The UK does not need to hold another parliamentary election before 2024, and so there is no way for the common voter to snatch Johnson off Downing Street now.

Trouble among Conservatives

The people may not be able to remove Johnson from office, but Conservative lawmakers can.

There are many rumors in Westminster (London’s seat of power) about conservatives from the lower clergy sending letters about the loss of confidence in the prime minister to Graham Brady, the chairman of the 1922 Committee, the name given to the group of elected members of the broken.

On Wednesday (19), as Johnson prepared for the traditional weekly question session of the prime minister in parliament, a Conservative MP jumped to the Labor Party, that is, to the opposition.

Christian Wakeford has been openly critical of Johnson in recent days and called the scandal “embarrassing” in a Jan. 12 tweet. “How do you defend the indefensible? You can’t!” Wakeford posted.

withdrawal process

The 1922 Committee is the Conservative Party’s grassroots group in parliament, that is, elected lawmakers who are not in government as ministers or secretaries. Graham Brady is the longtime chairman of the group.

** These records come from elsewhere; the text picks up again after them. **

PR #30, opened 2026-05-14
fix(memory): sync FIFO evictions to SQLite

geri1701:
## Summary

   Sync FIFO-evicted memory entries to the SQLite `memory_search` mirror.

   When `memoryOverflowStrategy: "fifo-evict"` rotates older Markdown entries out of active
 memory, the memory tool now best-effort removes those exact entries from SQLite as well.

   ## Notes

   - Markdown remains the source of truth.
   - SQLite cleanup is best-effort and never fails a successful memory write.
   - Missing SQLite rows are ignored quietly.
   - Eviction cleanup uses exact content matching to avoid removing substring-related
 entries.

   ## Testing

   - `npm run check`
   - `npm test`

### DIFF
--- a/src/store/sqlite-memory-store.ts
+++ b/src/store/sqlite-memory-store.ts
@@ -67,6 +67,11 @@ export interface SqliteMemoryRemoveResult {
   removed: number;
 }
 
+export interface SqliteMemoryRemoveOptions {
+  target: 'memory' | 'user' | 'failure';
+  project?: string | null;
+}
+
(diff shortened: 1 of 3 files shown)


chandra447:
Thanks for the follow-up — this addresses the FIFO/SQLite drift concern nicely. 🙌

I like the exact-match eviction cleanup + proper project/target scoping, and keeping it best-effort so Markdown writes remain the source-of-truth path.

LGTM from my side.

Issue #31, opened 2026-05-14
Consolidation runs into timeout


cgrabenstein:
First, this is a great package! Been using it for a couple of days now and really start to feel some of the benefits of the memory management.

However there's one issue I stumbled upon: consolidation runs into a time out and fails. I don't have that many sessions and memories yet, and still 60 seconds seems not enough, at least for the model I am using (at least I imagine that the consolidation time depends more or less mostly on the model speed). 

I could fix it by monkey patching the timeout to 120 seconds, but obviously this is not a proper solution. The quick fix would be to just change the timeout, but then I might be back in four weeks and request to raise the timeout again, so maybe a more sustainable solution would be to make it configurable?

What do you think? I am happy to provide a PR either way.

geri1701:
We recently hit a similar pain point with the fixed 60s auto-consolidation path. The new
 `memoryOverflowStrategy: "fifo-evict"` / `"reject"` options can avoid that path entirely,
 but for users who want to keep `auto-consolidate`, a configurable timeout does seem like a
 reasonable separate option.

PR #33, opened 2026-05-14
Make consolidation timeout configurable

cgrabenstein:
Adding a configurable timeout for consolidation. See #31 for my original issue.


chandra447:
Nice improvement — configurable consolidation timeout is a practical addition, and I like that the default behavior remains unchanged. Thanks for keeping the scope focused and wiring it cleanly through both auto-consolidation and the manual command path.

PR #40, opened 2026-05-17
feat(session-search): add opt-in JSONL anchor mode

geri1701:
## Summary

   Adds an opt-in source-anchored `session_search` implementation via:

   ```json
   {
     "sessionSearch": { "variant": "anchors" }
   }
 ```

 The existing SQLite/FTS implementation remains the default for compatibility. The new anchor mode is designed for higher-quality recall: it reads Pi session JSONL files
 directly, searches the actual event log, and returns compact source anchors that agents can inspect and reason from.

 Why

 The legacy SQLite/FTS search is useful for simple snippet lookup, but it can lose the shape of the original conversation: multi-day sessions, tool events, project cwd,
 timestamps, and exact line-addressable source context.

 Anchor mode keeps the search grounded in the real session files. It returns sorted JSONL ranges such as:

 ```text
   count: 2
   anchors:
   - /path/to/session.jsonl:42-47 — matched all: auth; matched any: migration
 ```

 These anchors preserve the original source context and make past decisions recoverable from the line-addressable session log.

 Design

 The new mode is intentionally small and data-oriented:

 - keeps legacy behavior unchanged by default
 - uses the existing session_search tool name
 - switches behavior only through config
 - accepts a single Markdown request field
 - searches JSONL session files directly
 - filters by event timestamps, not filenames
 - supports cwd, time windows, required/alternative/excluded terms
 - returns compact path:startLine-endLine anchors with short reasons
 - does not add a persistent index or broader recall architecture

 Request format

 Anchor mode accepts only:

 ```ts
   session_search({ markdown: string })
 ```

 Example:

 ```markdown
   from: 2026-05-14
   to: 2026-05-15
   cwd: /path/to/project
   limit: 20

   all:
   - required term

   any:
   - alternative term
   - another alternative

   exclude:
   - unwanted term
 ```

 Verification

 - npm test
 - npm run check
 - npm pack --dry-run
 - smoke-tested against real Pi session JSONL files
 - verified default legacy mode remains unchanged

### DIFF
--- a/README.md
+++ b/README.md
@@ -247,7 +247,7 @@ This lets Pi discover project skills as native skills without copying them into 
 
 ### Session History Search
 
-The extension indexes your Pi session history into a SQLite database with FTS5 full-text search. The agent can search across all past conversations using the `session_search` tool:
+By default, the extension indexes your Pi session history into a SQLite database with FTS5 full-text search. The agent can search across all past conversations using the `session_search` tool:
 
 | Tool | What it does |
 |---|---|---|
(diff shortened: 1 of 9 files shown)


chandra447:
This is a really nice addition — thanks for the thoughtful contribution 🙌

I really like the direction here:
- keeping the new anchor-based search **opt-in** (`sessionSearch.variant`)
- preserving existing behavior with **`legacy`** as the default
- adding solid tests around schema + anchor parsing behavior

This gives advanced users a powerful source-anchor workflow without disrupting current users. Great work, and really appreciate the contribution!

PR #49, opened 2026-05-21
docs(memory-search): document FTS5 query syntax

Istar-Eldritch:
## Problem

The `query` parameter of `memory_search` is passed directly to SQLite FTS5, but this was not documented. Agents passing multi-word natural language queries (e.g. `database migration`) expect fuzzy/AND matching, but FTS5 treats unquoted multi-word input as a phrase search — requiring the words to appear consecutively. This causes searches to silently return zero results even when relevant entries exist.

## Fix

Document the FTS5 query syntax in both the tool description and the parameter description so agents construct effective queries:

- Single word: `auth`
- Exact phrase: `"database migration"`
- Proximity: `NEAR("deploy" "config", 10)`
- Boolean: `auth AND token`, `auth OR oauth`, `auth NOT oauth`

No code change — the existing FTS5 passthrough already supports all of this.

### DIFF
--- a/src/tools/memory-search-tool.ts
+++ b/src/tools/memory-search-tool.ts
@@ -24,15 +24,24 @@ Use cases:
 - Find user preferences: "What are the user's testing preferences?"
 - Search for past failures: "memory_search('auth', category='failure')"
 
+Query syntax (FTS5):
+- Single word: auth
+- Exact phrase: "database migration" (quotes required for phrase matching)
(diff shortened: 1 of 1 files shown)


Istar-Eldritch:
Closing in favour of an issue — the docs-only approach is insufficient since agents can't reliably infer FTS5 syntax from the description alone. The underlying escapeFts5Query fix (quoting individual terms instead of the whole phrase) is the correct solution.

PR #51, opened 2026-05-23
Fix project memory auto-consolidation

ffrappo:
## Summary
- wire auto-consolidation into the project-scoped MemoryStore
- tell child consolidation runs to use target='project' for project memory
- include project memory in /memory-consolidate when a project store is available
- add coverage for project consolidation prompts and manual command behavior

## Why
Project memory writes route to projectStore, but only the global store had a consolidator. When project memory hit the character limit, auto-consolidate was skipped and the memory tool returned the capacity error.

## Test
- npm run check -- --pretty false
- node --import tsx --test tests/handlers/auto-consolidate.test.ts
- npm test

### DIFF
--- a/src/handlers/auto-consolidate.ts
+++ b/src/handlers/auto-consolidate.ts
@@ -12,24 +12,38 @@ import { MemoryStore } from "../store/memory-store.js";
 import { CONSOLIDATION_PROMPT, ENTRY_DELIMITER } from "../constants.js";
 import type { ConsolidationResult } from "../types.js";
 
+type MemoryTarget = "memory" | "user" | "failure";
+type ToolMemoryTarget = MemoryTarget | "project";
+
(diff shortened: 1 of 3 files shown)


chandra447 (approved):

chandra447:
Thank you for contributing this and for actively using the extension — really appreciated. 🙏



Strengths:
- Adds project-aware consolidation target routing (target = "project")
- Wires consolidator for projectStore in src/index.ts
- Extends /memory-consolidate to include project scope output
- Adds targeted tests for project prompt labeling/targeting and command integration

Non-blocking nits: (can you please open a follow-up PR )
1) entriesForTarget() currently maps non-user targets to getMemoryEntries(). If failure is ever routed here, failure entries are not read explicitly. Either narrow supported target values or add explicit failure handling + a test.
2) Optional regression test: validate /memory-consolidate output when projectStore is absent, to lock legacy behavior.

PR #57, opened 2026-05-27
fix: quote individual FTS5 terms instead of entire query (fixes #50)

### LINKED ISSUE #50: memory_search returns zero results for multi-word queries
## Bug

`memory_search` silently returns zero results for any multi-word natural language query, even when the database contains hundreds of relevant entries.

## Root Cause

`escapeFts5Query` in `src/store/sqlite-memory-store.ts` wraps the entire query in double quotes:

Under Conservative Party rules, if deputies want to get rid of their leader, they submit a confidential letter of distrust to the Presidency, which keeps it secret and does not reveal the number of signatories or names until a decision is made.

Cards can be canceled even after they have been delivered, so the number of cards can constantly change, increasing or decreasing.

When 15% of Conservative legislators submitted letters, a vote of confidence among all Conservative legislators is triggered.

Currently, after Wakeford’s defection, the Conservative Party has 359 MPs, which means it takes 54 letters to open a vote. Then it takes 180 votes against Johnson to remove him from office.

Johnson’s predecessor, Theresa May, went through this process in 2018: Representatives submitted enough letters to open a no-confidence vote, but May survived and remained in office.

On paper at least, defeating a vote of no confidence strengthens a prime minister, as another such vote cannot happen within 12 months. But in practice, going through the process, even if the prime minister wins, tends to be fatal. May stepped down as prime minister a year after winning the vote of no confidence.

a new premier

If Boris Johnson is removed from office, the Conservative Party will decide the name of his successor or successor. The act would not trigger a new national parliamentary election, which ensures that all current lawmakers retain their posts.

The current deputy prime minister is Dominic Raab, but that doesn’t mean he will automatically become prime minister if Johnson falls.

Instead, the Conservative Party would launch its own complicated process to choose a new leader, with Chancellor Rishi Sunak and Foreign Secretary Liz Truss among the leading candidates.

letters sent

Only the leader of the Conservatives, Graham Brady, knows how many letters are asking for the initiation of Johnson’s withdrawal process.

Part of the reason Brady has been chairman of the 1922 Committee is his discretion – he never reveals how many letters he keeps in his safe.

But the tide of rumors in Westminster has grown a lot this week. The latest news is that an effort by Johnson’s loyal followers to quell rebellion among newly elected deputies in 2019 has gone terribly wrong, leading to a new wave of letters to the 1922 Committee.

The so-called “pork pie conspiracy”

The British press has talked a lot about speculation that MP Alicia Kearns, elected by the Rutland and Melton district, has recently organized a meeting of Conservative supporters who are unhappy with the current situation.

The congresswoman’s district is known for being home to the famous Melton Mowbray pork pie. It is probably just an odd coincidence that “pork pie”, or “pork pie” in English, is Cockney slang for “lie” – just what Boris Johnson is often accused of doing.

* Sarah Dean, Niamh Kennedy, and Amy Cassidy contributed to this story

This content was originally created in English.